Lesson 582 of 1455
Context Windows: How Much AI Can 'Remember'
Each AI has a 'context window' — how much it can hold in memory. Knowing this matters for big tasks.
Builders · Model Families · ~24 min read
The big idea
Each AI can only 'remember' a certain amount of text in one chat. This is the context window. Bigger window = can handle longer documents. Understanding this saves you from confusion.
Some examples
- GPT-4 / Claude: huge context windows now (millions of tokens).
- Smaller models: smaller windows.
- If your chat gets very long, AI may forget early stuff.
- For long documents, paste the whole thing at the START of the chat.
Try it!
Understanding "Context Windows: How Much AI Can 'Remember'" in practice: Understanding AI in this area gives you a real advantage in how you work and think. Each AI has a 'context window' — how much it can hold in memory. Knowing this matters for big tasks — and knowing how to apply this gives you a concrete advantage.

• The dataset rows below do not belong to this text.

PR #821, opened 2026-07-14
fix(ctx_shell): auto-allow project-built binaries via trust_project_binaries (#813)

### LINKED ISSUE #813: ctx_shell: allowlist blocks project-built binaries (breaks A/B benchmarking)
## Summary

`ctx_shell`'s command allowlist blocks binaries built by the current project, so every throwaway/comparison binary needs a separate `lean-ctx allow <name>` before it can run. This breaks A/B benchmarking workflows.

## Observed

```
go build -o cbc_old ./cmd/cbc   # ok
./cbc_old ...                    # BLOCKED — 'cbc_old' is not in the shell allowlist
lean-ctx allow cbc_old          # must be its own standalone call
```

Also: `lean-ctx allow` must run alone — it can't be chained into the same command that uses the binary. So an interleaved `old vs new` benchmark loop can't be authored as one command; it has to be split around allow calls.

Repeated for `cbc_new`, `cbc_bce`, etc. during one session.

## Suggestion

Auto-allow executables built/located under the project root (or a configurable "trusted build dir"), or provide a one-shot `allow-and-run`. The current defaults already had to be extended with `cbc`, `./cbc`, `realcbc`, `./realcbc` for the same reason — a build-heavy loop keeps hitting this.

## Environment

- Assistant: Claude Fable 5 (`claude-fable-5`) via Claude Code
- lean-ctx MCP (restricted shell allowlist), macOS (darwin)

andig:
## Summary

Fixes #813. `ctx_shell`'s allowlist blocked A/B-benchmarking binaries built fresh each session (`./cbc_old`, `./cbc_new`), forcing a separate `lean-ctx allow <name>` per throwaway build — as the maintainer's [planned approach](https://github.com/yvgude/lean-ctx/issues/813#issuecomment-4973128395) described.

## Change

- New config keys: `trust_project_binaries` (bool, default `false`) and `trusted_build_dirs` (`Vec<String>`, default `[]`).
- When `trust_project_binaries = true`, a shell segment whose base command is **not** in `shell_allowlist` is still allowed if its first token is an explicit path (`./cbc_old`, `build/cbc_new` — contains `/`) that resolves inside the project root, or inside a `trusted_build_dirs` entry when the list is non-empty. Bare command names (no `/`) are never trusted this way — PATH-searched names still require the allowlist.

- Apply context window in your model-families workflow to get better results
- Apply AI memory in your model-families workflow to get better results
- Apply limits in your model-families workflow to get better results
- 1Apply Context Windows: How Much AI Can 'Remember' in a live project this week
- 2Write a short summary of what you'd do differently after learning this
- 3Share one insight with a colleague
End-of-lesson quiz
Check what stuck
8 questions · Score saves to your progress.
Lesson help
Questions are best handled with a grown-up here.

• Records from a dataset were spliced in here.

PR #832, opened 2026-07-15
fix(config): gate gitignore override on workspace trust

### LINKED ISSUE #833: Security: untrusted workspace can disable gitignore-respecting indexing
## Summary

A project-local  in an untrusted workspace can set . This relaxes the indexed and searchable corpus by allowing gitignored files to be scanned by index/search flows, even though the workspace has not been trusted.

## Impact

For this age range, Tendril keeps freeform AI chat paused until parent/guardian consent and child-safe moderation are fully verified. Use the quiz, notes, and related lessons below, or ask a parent, guardian, teacher, or librarian to work through the question with you.

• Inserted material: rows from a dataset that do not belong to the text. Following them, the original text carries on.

PR #835, opened 2026-07-15
fix(dashboard): keep commander trail expansion attached to files

### LINKED ISSUE #834: Dashboard: source trail expansion follows row index after sorting or filtering
## Summary

The Commander context-pressure table stores expanded source trails in `_expandedTrails` using the rendered row index. That index changes whenever the table is sorted or filtered, so an expanded trail can move to a different file after rerendering.

## Steps to reproduce

1. Open the Commander context-pressure table in detailed mode.
2. Expand the source trail for one file.
3. Sort by another column or apply a mode filter.
4. Observe that the expanded state may now belong to a different row.

## Expected behavior

Source-trail expansion remains attached to the same file across sorting and filtering.

## Proposed fix

- Key `_expandedTrails` by the stable file path instead of the transient row index.
- Store the encoded path in the trail toggle DOM attribute.
- Decode and toggle that path in the click handler.
- Add a regression test covering reorder/filter-safe expansion state.

cedric013:
Fixes #834

## Summary
- key expanded Commander source trails by stable file path instead of rendered row index
- encode the path in the trail toggle attribute and decode it in the click handler
- add a regression scenario covering sort and filter rerenders

## Validation
- node rust/src/dashboard/static/tests/cockpit-commander.test.js
- node rust/src/dashboard/static/tests/cockpit-compression.test.js
- git diff --check

### DIFF
--- a/rust/src/dashboard/static/components/cockpit-commander.js
+++ b/rust/src/dashboard/static/components/cockpit-commander.js
@@ -447,8 +447,8 @@ class CockpitCommander extends HTMLElement {
 
       // Expandable trail row (power mode)
       if (this._powerMode && r.source_trail && r.source_trail.length > 0) {
-        const expanded = this._expandedTrails.has(idx);
-        h += '<tr class="cmdr-trail-toggle" data-trail-idx="' + idx + '">';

Progress saved locally in this browser. Sign in to sync across devices.
Related lessons
Keep going
Creators · 9 min
Hermes Context Window And Long-Document Strategies
Hermes inherits Llama's context window — bigger than it used to be, but you cannot just stuff everything in. Knowing the trade-offs of long context vs retrieval is the difference between a fast bot and a slow disappointment.
Creators · 21 min
Context Windows and KV Cache: Why Long Prompts Eat Memory
Long context is useful, but every extra token has a memory and latency cost in local inference.
Creators · 40 min
Context Window Strategy: When You Have Millions of Tokens
Frontier models offer massive context windows. Using them effectively requires understanding what context helps vs costs.